(Collected data)
--------------------------------

PR #6544, opened 2024-06-05
Pass PHPStan level 9

Alkarex:
Passing PHPStan Level 9 https://phpstan.org/user-guide/rule-levels

### DIFF
--- a/lib/Minz/Url.php
+++ b/lib/Minz/Url.php
@@ -26,7 +26,7 @@ class Minz_Url {
 
 		$url_string = '';
 
-		if ($absolute) {
+		if ($absolute !== false) {
 			$url_string = Minz_Request::getBaseUrl();
 			if (strlen($url_string) < strlen('http://a.bc')) {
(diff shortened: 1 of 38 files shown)


lib/Minz/Url.php
```diff
@@ -94,27 +96,23 @@ private static function printUri(array $url, string $encodage): string {
...
-				if (!is_string($key) || (!is_string($param) && !is_int($param))) {
+				if (!is_string($key) || (!is_string($param) && !is_int($param) && !is_bool($param))) {
 					continue;
 				}
 				$uri .= $separator . urlencode($key) . '=' . urlencode((string)$param);
 				$separator = $and;
 			}
 		}
 
-		if (!empty($url['#']) && is_string($url['#'])) {
```
Alkarex, line 105: @math-GH If you can, please check that this has not caused any regression since https://github.com/FreshRSS/FreshRSS/pull/4416

PR #6555, opened 2024-06-12
Sticky Footer Regression dark mode

math-GH:
Regression #6304

Before:
Origine dark mode had a light background.

After:
Dark background


Alkarex:
I thought it was on purpose :-P

PR #158, opened 2019-12-16
Transactions On FrontEnd

yliu0715:
- transactions list has been added on frontend
- a couple unit tests for transactions are added

transactions

Each transaction has a link to the corresponding item associated with that transaction.

Note: The transaction didn't have an item id field, probably cuz it was used for testing.


client/src/js/actions/products.test.js
```diff
@@ -134,4 +134,41 @@ describe('actions/products', () => {
...
+        beforeEach(() => {
+            mock = jest.spyOn(axios, 'post');
+        });
+        afterEach(() => {
+            mock.mockRestore();
+        });
+
+        it('should fetch a user\'s transactions', async () => {
+            const dispatch = jest.fn();
+            mock.mockResolvedValue();
```
Akasora39: You aren't mocking a resolved value so when your action expects the payload to be res.data, it's getting undefined instead which is causing the error.

yliu0715: Oh, nice catch lol

PR #159, opened 2019-12-16
Rating of product now reflects ratings in comments

Akasora39:
Ratings now reflect the ratings in comments. 
Added updateRating action to call api route.
Updated Comment to use getComments and updateRating actions. I feel like these additions are a bit excessive for now but I think this makes the most sense since these events should only occur once a comment has been successfully submitted.

Also updated default images. (Don't tell Michael shhhhhhhh)


synzen:
a student website without any memes?!



kidding lol

client/src/js/components/Comments/Comment.js
```diff
@@ -18,6 +19,15 @@ export class Comment extends React.Component {
...
 	}
+
+	getRatings(comments)
+	{
+		let total = 0;
+		comments.map(comment => {
+			total+=comment.rating;
+		});
+		return total;
+	}
```
yliu0715: I think it's more appropriate to use the `reduce()` method here to accumulate the sum like this in 1 line: `return comments.reduce((total, comment) => total + comment.rating, 0)`. The first argument defines what operation you want to compute on the array and accumulates the total and the second argument is the value of the current iteration. Remember them troeger stuff? I think its similar to the accumulate function in scheme

Akasora39: Yeah you're right. Couldn't remember what the function was called at the time but this was what I was trying to accomplish. No lint warnings now 👍

PR #160, opened 2019-12-18
Fix tiny error causing tests to fail

Akasora39:
The smallest change that was necessary because I didn't want to see an incredibly long import statement lol.
This is what we sign up for when writing tests regarding a core aspect of our application.


Akasora39:
> funny, I didn't even notice master had widespread failures lol

Same lol. Saw tests passing on my branch and merged and the checks on master take a while so I just closed out thinking they passed.

PR #2538, opened 2019-09-24
Use random attack strength if there's no wind up animation (bug #5059)

Capostrophic:
Use a ~~hack~~ workaround that compares the animation time like in another similar case instead of a check for whether it's a creature or not. Seems to work well enough according to my trusty infallible debug — doesn't break normal NPC attacks, riekling attacks and fixes the NPC test case from the [report](https://gitlab.com/OpenMW/openmw/issues/5059), both anim sets.

Not sure about the double damage issue, if it was a thing it's not obvious anymore.

### DIFF
--- a/CHANGELOG.md
+++ b/CHANGELOG.md
@@ -115,6 +115,7 @@
     Bug #5050: Invalid spell effects are not handled gracefully
     Bug #5055: Mark, Recall, Intervention magic effect abilities have no effect when added and removed in the same frame
     Bug #5056: Calling Cast function on player doesn't equip the spell but casts it
+    Bug #5059: Modded animation with combined attack keys always does max damage and can double damage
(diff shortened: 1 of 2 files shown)


akortunov:
Did you check crossbows in Morrowind, when you set variable damage to them?
An another test case - 1h-weapons attack animations from Animation Compilation.

There is a possibility that there is a special case for HtH animations.

Capostrophic:
I honestly don't think there could be a special case demonstrated in the report because Morrowind just uses random attack strength for all non-player actors and it works fine, but we shouldn't need to replicate that. But I tested Animation Compilation longsword wind up behavior and it seems that the player attack strength is random there. And so it will be for us.

Capostrophic:
It appears to be random for crossbows too. PR behavior is consistent with my observations.

PR #2539, opened 2019-09-25
Try to parse strings as number literals (bug #5097)

Capostrophic:
[Bug report](https://gitlab.com/OpenMW/openmw/issues/5097)

It has been a month since the last activity on the other relevant PR, so I decided to add the hack myself.

Using a stringstream to convert the string into a number and back (for the warning message) because it doesn't care about the locale. Also warning the user that something weird could have happened due to this.

### DIFF
--- a/components/compiler/exprparser.cpp
+++ b/components/compiler/exprparser.cpp
@@ -5,6 +5,7 @@
 #include <algorithm>
 #include <stack>
 #include <iterator>
+#include <sstream>
 
 #include <components/misc/stringops.hpp>
 
@@ -324,6 +325,21 @@ namespace Compiler
                 mExplicit = name2;
                 return true;
             }
+
+            // This is terrible, but of course we must have this for legacy content.
+            // Convert the string to a number even if it's impossible and use it as a number literal.
+            // Can't use stof/atof or to_string out of locale concerns.
+            float number;
+            std::stringstream stream(name2);
+            stream >> number;
+            stream.str(std::string());
+            stream.clear();
+            stream << number;
+
+            pushFloatLiteral(number);
+            mTokenLoc = loc;
+            getErrorHandler().warning ("Parsing a non-variable string as a number: " + stream.str(), loc);
+            return true;
         }
         else
         {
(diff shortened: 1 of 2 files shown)


components/compiler/exprparser.cpp
```diff
@@ -324,6 +325,21 @@ namespace Compiler
...
+            float number;
+            std::stringstream stream(name2);
+            stream >> number;
+            stream.str(std::string());
+            stream.clear();
+            stream << number;
+
+            pushFloatLiteral(number);
+            mTokenLoc = loc;
+            getErrorHandler().warning ("Parsing a non-variable string as a number: " + stream.str(), loc);
```
Mingun: What will happen if string do not represent valid `float`? If there no exceptions, I think, it is better also to log parsed number, for reducing possible misunderstandings

Capostrophic: No, there are no exceptions, tge argument gets parsed as 0 because vanilla appears to use atof. Stringstream does the same thing. I already convert the parsed number back to a string to log it in the warning, it's not useful to have the warning duplicate the weird name.

elsid: So you write a number to a stream just not to use the variable with weird name? Optimizers are not so smart, it's just extra work for CPU to do.

Capostrophic: Hey, I can't just use "name" variable because the converted number is not necessarily the same thing as the string (and the point is to show the actual number), and the editor and the launcher are locale-sensitive so if to_string is used script parser will not be accurate

elsid: Ok, I thought original value should be logged. Will be original value logged anywhere else? Assume there is a recond in log "Parsing a non-variable string as a number: 0". What is next? How to react on this?

Capostrophic: The converted number is logged for the case the really used value is a mistake and wasn't intended by the script author. So the editor will log it in the script record verifier and the engine will put it into the log if script warning logging is enabled.

The original value doesn't need to be logged. The warning message will say which line and position in the line of the script is faulty.

elsid:
Is it ready to merge?

Capostrophic:
Probably.

PR #2543, opened 2019-09-29
Revert to 0.45.0 comments-in-the-middle settings parsing behavior 

Capostrophic:
Use stringstreams again to avoid issues with stoi arising when comments are used that break users' games. A possible better solution is left up to further discussion.

Note that while error logging was removed it doesn't revert the intended "fix" for issue 4768.

There are actually less dependencies now.

### DIFF
--- a/components/fallback/fallback.cpp
+++ b/components/fallback/fallback.cpp
@@ -1,8 +1,8 @@
 #include "fallback.hpp"
 
-#include <components/debug/debuglog.hpp>
+#include <sstream>
 
-#include <boost/lexical_cast.hpp>
+#include <components/debug/debuglog.hpp>
 
 namespace Fallback
 {
@@ -28,16 +28,10 @@ namespace Fallback
         const std::string& fallback = getString(fall);
         if (!fallback.empty())
         {
-            try
-            {
-                // We have to rely on Boost because std::stof from C++11 uses the current locale
-                // for separators (which is undesired) and it often silently ignores parsing errors.
-                return boost::lexical_cast<float>(fallback);
-            }
-            catch (boost::bad_lexical_cast&)
-            {
-                Log(Debug::Error) << "Error: '" << fall << "' setting value (" << fallback << ") is not a valid number, using 0 as a fallback";
-            }
+            std::stringstream stream(fallback);
+            float number = 0.f;
+            stream >> number;
+            return number;
         }
 
         return 0;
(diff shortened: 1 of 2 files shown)


AnyOldName3:
`openmw.cfg` should already work just fine with comments partway along lines. That's what all the escape hash stuff is there for. What problems were you actually seeing?

components/fallback/validate.hpp
```diff
@@ -28,6 +28,14 @@ namespace Fallback
         for (std::vector<std::string>::const_iterator it = tokens.begin(); it != tokens.end(); ++it)
         {
             std::string temp = Files::EscapeHashString::processString(*it);
```
AnyOldName3: In fact, I'm pretty sure that because `temp` is an EscapeHashString-processed string, it's impossible for it to contain a hash.

Capostrophic: Derp.

Capostrophic:
In my testing fallback settings can contain hash signs in their value and their recovery will cause parsing errors in stoi:
```
Error: 'Moons_Secunda_Size' setting value (40#tralala) is not a valid number, using 0 as a fallback
```

AnyOldName3:
Well, I guess I'm going on a foray into the bonkers shit I wrote for my first (maybe second) pull request here.

AnyOldName3:
Update: I had this backwards. My change made it so that we *couldn't* have comments start partway along a line. By default, `boost::program_options` ignores anything following the first `#` of a line, but we wanted to be able to have hashes in data directory paths and content file names as `Morrowind.exe` allowed that. My changes made it so that `#` characters would be hidden from Boost so it would keep reading the rest of the line.

I guess it might have been a better idea to make it so that we could escape hash characters if we wanted them not to be comments, and if they weren't escaped, let Boost do with them as it wanted.

Capostrophic:
The idea is to at least not make it significantly worse than 0.45.0 behavior so that config files don't break upon an upgrade to 0.46.0. Any objections?

psi29a:
@Capostrophic this look possibly dangerous... can you have a look to see if we cover the issue we solved with this commit?
https://github.com/OpenMW/openmw/commit/7c758a629363d3a7b8fcd88fd2d40ab618c2591d

Apparently we have problems with accents (french).

Capostrophic:
This doesn't allow to use comma separators in openmw.cfg (ignores the part after the comma), but the previously used boost lexical cast doesn't seem to understand a comma separator on the default locale either (on 0.45.0 it throws an exception, on current 0.46.0 it falls back to 0).

Problems with accents? Please explain.

psi29a:
Sorry, not accents but...

> std::stof can not handle comma in us localization and can not handle period in french localization, using std::replace is not a solution, going back to boost::lexical_cast

apparently we had to use boost::lexical_cast because of a few issues...

Capostrophic:
And like I said lexical cast throws an exception upon trying to parse a separator that isn't expected for the locale (comma instead of a period) which broke parts of the game and isn't very user-friendly. I then adjusted it to catch the exceptions, but then it still discarded the values that look valid but aren't (like 1.0 # This is a setting) from lexical cast point of view, then I reverted Settings Manager to sonething resembling 0.45.0 system which doesn't care about things after the line and made fallback handling similar to that.

PR #2544, opened 2019-09-30
Rework corprus implementation

akortunov:
Fixes [bug #4623](https://gitlab.com/OpenMW/openmw/issues/4623) and [bug #3714](https://gitlab.com/OpenMW/openmw/issues/3714).

Our current corprus implementation is horribly incorrect.

When Morrowind worsens corprus, it just damages attributes by positive or negative amount. This PR replicates such behaviour. 
The `mPermanentEffects` map is redundant now, and I do not use data from it.

An additional bonus - added a workaround to load saves which failed to load due to design flaw of our old corprus implementation.

Note: the "Restore attribute to 1 point below base value" seems to be a rounding error. I see no reason to replicate such behaviour and restore attributes to their base values after curing the corprus.

Known Morrowind's quirks here:
1. It is possible to create a spell or enchantment with corprus effect in Morrowind. They should work too.
2. Morrowind seems to remember how many points of each attribute it needs to restore, but it does not store such info in savegame. As a result, when there is a save-load between corprus worsening and curing, atrributes may not be restored properly.
3. Morrowind does not apply corprus worsening for NPC's.
4. When temporary corprus effect from spell expires, Morrowind removes the whole spell.
5. Worsening should use effect's magnitude, applied to target, instead of 1.
6. Worsening does not happen in Morrowind during time fast-forwarding in prison.

### DIFF
--- a/apps/openmw/mwbase/mechanicsmanager.hpp
+++ b/apps/openmw/mwbase/mechanicsmanager.hpp
@@ -280,6 +280,8 @@ namespace MWBase
             virtual float getAngleToPlayer(const MWWorld::Ptr& ptr) const  = 0;
             virtual MWMechanics::GreetingState getGreetingState(const MWWorld::Ptr& ptr) const = 0;
             virtual bool isTurningToPlayer(const MWWorld::Ptr& ptr) const = 0;
+
+            virtual void restoreStatsAfterCorprus(const MWWorld::Ptr& actor, const std::string& sourceId) = 0;
     };
 }
 
--- a/components/esm/spellstate.cpp
+++ b/components/esm/spellstate.cpp
@@ -33,23 +33,36 @@ namespace ESM
             mSpells[id] = state;
         }
 
+        // Obsolete
         while (esm.isNextSub("PERM"))
         {
             std::string spellId = esm.getHString();
-
             std::vector<PermanentSpellEffectInfo> permEffectList;
-            while (esm.isNextSub("EFID"))
+
+            while (true)
             {
+                ESM_Context restorePoint = esm.getContext();
+
+                if (!esm.isNextSub("EFID"))
+                    break;
+
                 PermanentSpellEffectInfo info;
                 esm.getHT(info.mId);
-                esm.getHNT(info.mArg, "ARG_");
-                esm.getHNT(info.mMagnitude, "MAGN");
+                if (esm.isNextSub("BASE"))
+                {
+                    esm.restoreContext(restorePoint);
+                    return;
+                }
+                else
+                    esm.getHNT(info.mArg, "ARG_");
 
+                esm.getHNT(info.mMagnitude, "MAGN");
                 permEffectList.push_back(info);
             }
             mPermanentSpellEffects[spellId] = permEffectList;
         }
 
+        // Obsolete
         while (esm.isNextSub("CORP"))
         {
             std::string id = esm.getHString();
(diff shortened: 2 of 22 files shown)


Capostrophic:
> It is unclear if we should update corprus state for NPCS.

Corprus does affect Tanusea Veloth's attributes in Morrowind, so it (probably) makes sense to update the state for NPCs too.

>  It is unclear how to handle active spells with Corprus effect (or if we should handle them at all).


>>The corprus effect is closely linked to the corprus spell. Every 24 hours after the contraction of corprus, all other effects on the same spell as corprus, that also have effect flag 0x1000 (APPLIED_ONCE) are re-applied in a special case. This increases the magnitude of the effect, while correctly recording the amount applied so it can be removed later. Without other effects on the spell, corprus does nothing.

>>On removal, the drain spells are removed normally, while another special case interdicts any removal of positive attribute effects. Instead, a fortification is converted into a restore effect of the same magnitude.

Doesn't say anything about special cases for permanent spells.

akortunov:
> Corprus does affect Tanusea Veloth's attributes in Morrowind, so it (probably) makes sense to update the state for NPCs too.

Does "affects" mean the "corprus spell effects are applied to NPC" or "stats worsening happens every day for  NPC (even if he is in inactive cell)?

akortunov:
Since corprus can be applied via spell, active spell, enchantment or alchemy, I suppose the `CreatureStats` would be a better place to store corprus info than the `Spells`. The issue here is how to track adding/removal corprus effect in every possible place (`Spells`, `ActiveSpells` and `InventoryStore`, first two of them even do not contain reference to target actor).

akortunov:
Should be ready, but may require some refactoring.

Mainly I do not like how we handle game mechanics which should be applied when we add or remove magic effects (in the `calculateCreatureStatModifiers`), but it is outside of scope of this PR.

apps/openmw/mwmechanics/spellcasting.cpp
```diff
@@ -1336,8 +1336,19 @@ namespace MWMechanics
             actor.getClass().getCreatureStats(actor).getSpells().purgeBlightDisease();
             break;
         case ESM::MagicEffect::CureCorprusDisease:
+        {
+            for (auto corprusSpell : actor.getClass().getCreatureStats(actor).getCorprusSpells())
```
Capostrophic: This will make a copy of the pair, should be `auto&`.

psi29a:
@akortunov do you have a follow up branch for calculateCreatureStatModifiers refactoring or at least an issue we can track for that work?

For the rest, it looks alright but needs some conflict resolution.

akortunov:
> do you have a follow up branch for calculateCreatureStatModifiers

Which kind of branch? With floating points stats? I did not include it here.

psi29a:
You said it would be the topic for another PR, do we have it on the issue tracker  or will it just be part of one of the two listed issues/bugs?

akortunov:
> You said it would be the topic for another PR, do we have it on the issue tracker or will it just be part of one of the two listed issues/bugs?

Techinically, it is not a bug, it is a code design, is not really related to corprus. We have no "effect expired" event, so we have track needed effects separately every frame (bound items, summons, corprus, etc.). I do not know if want to re-design this sytem before 1.0.

psi29a:
I don't think that's necessary either, but having the issue tracked is important. Not all things on the issue tracker are bugs, they can also be features, tasks, to-dos, follow-up work...

Capostrophic:

psi29a:
https://forum.openmw.org/viewtopic.php?f=42&t=6373

psi29a:
Merge conflicts then should be good to go.

akortunov:
A very old pull request, requires review and testing.

apps/openmw/mwbase/mechanicsmanager.hpp
```diff
@@ -17,6 +17,7 @@ namespace osg
 namespace ESM
 {
     struct Class;
+    struct Spell;
```
elsid, line 20: This forward declaration is not used.

components/esm/spellstate.cpp
```diff
@@ -33,23 +33,36 @@ namespace ESM
             mSpells[id] = state;
         }
 
+        // Obsolete
```
elsid, line 36: This is confusing. Reader may have impression that this code can be removed. If we don't plan to remove save compatibility this code is not obsolete. I hope we don't. I'd better to rewrite it in the obvious way that it just discards the result with a comment that this should not be removed until we keep compatibility with saves from <= 0.46.

akortunov: I just took the approach which we use in many other places. There is a lot of such "obsolete", "unused" and "deprecated" stuff, and it is not really corprus-specific.

> I hope we don't. 

I suppose we eventually will have to, and it is better to do it prior to 1.0 release.

psi29a:
Going to pull this is and have it go through a few nightlies for further testing.

Holding back no other save-game format changes until we can verify that this is alright.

--------------------------------

Exercise: Where a line of the records has the string "target", return that line.

Solution:
5. Worsening should use effect's magnitude, applied to target, instead of 1.
Since corprus can be applied via spell, active spell, enchantment or alchemy, I suppose the `CreatureStats` would be a better place to store corprus info than the `Spells`. The issue here is how to track adding/removal corprus effect in every possible place (`Spells`, `ActiveSpells` and `InventoryStore`, first two of them even do not contain reference to target actor).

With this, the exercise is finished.